Many students--are you reading this Alicia?--have raised the issue of my personality--sarcastic, teasing, sometimes mocking. I tell them that its because I love 'em. I would never behave that way with strangers or acquaintances I have no special affinity for.
Well, I have a story to explain this, a story I told back in my Xanga days.
Originally posted 2004.03.24.
Remembering
Two years ago today, my mother died. She died of cancer, specifically non-Hodgkin's lymphoma. I have never really come to terms with it. At least, it doesn't seem like I have. I stayed with her in the hospital through her last days, talking to her, trying to soothe her fears of reaching the end. And her ultimate death saddened me greatly. But I never cried, I never went through some kind of depression or mourning. And I've never been able to figure this out. Is something wrong with me?
When she passed, I merely accepted her death as another process of life that we all go through. Our mortality is something we cannot avoid. But still, it bothers me. Why didn't I cry at her funeral? Why didn't I fall into some kind of mournful depression, at least for a few weeks?

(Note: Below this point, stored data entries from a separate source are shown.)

PR #4937, opened 2026-09-02
Add Hive to the tabular catalog SPI

Nelson-cao:
Hive becomes the fourth `TabularCatalogProvider` implementer, after OData,
SharePoint Online and Cassandra. `HiveRuntime` now enumerates the tables of
the database its data source is configured for, describes their columns and
primary keys, and reports the binding parameter an agent needs to query them.

The connector had no metadata code at all before this. `HiveCatalog` answers
both SPI phases from standard `java.sql.DatabaseMetaData` calls on the
connection `getConnection` already builds; the existing `runQuery`,
`testDataSource`, `getConnection`, `constructUrl` and `getDriver` are
unchanged.

## Three defects found while building it

**A Hive `BOOLEAN` column was going to be annotated as a string.** The obvious
reuse — `SQLTypes.convertToJava(int)` then `CoreTool.getDataType(Class)` — has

Is something wrong with me?
I thought about this virtually everyday for the first year after her death, and off-and-on since. Sometimes for a fleeting few moments, other times for hours lying in bed. I often find myself attributing my attitude to her first heart attack in 1989. Back then, I was totally unprepared for death. I remember being in the hospital with my siblings, wondering, What the fuck are we going to do if she dies? After two surgeries, I took a leave of absence from school and stayed with her to help her recover--my dad was 77 and in no shape to take care of her. During this time, I had many opportunities to talk with her about death and it soon became just another topic of conversation. Something that was a part of our lives, something that we couldn't avoid, something we had to accept.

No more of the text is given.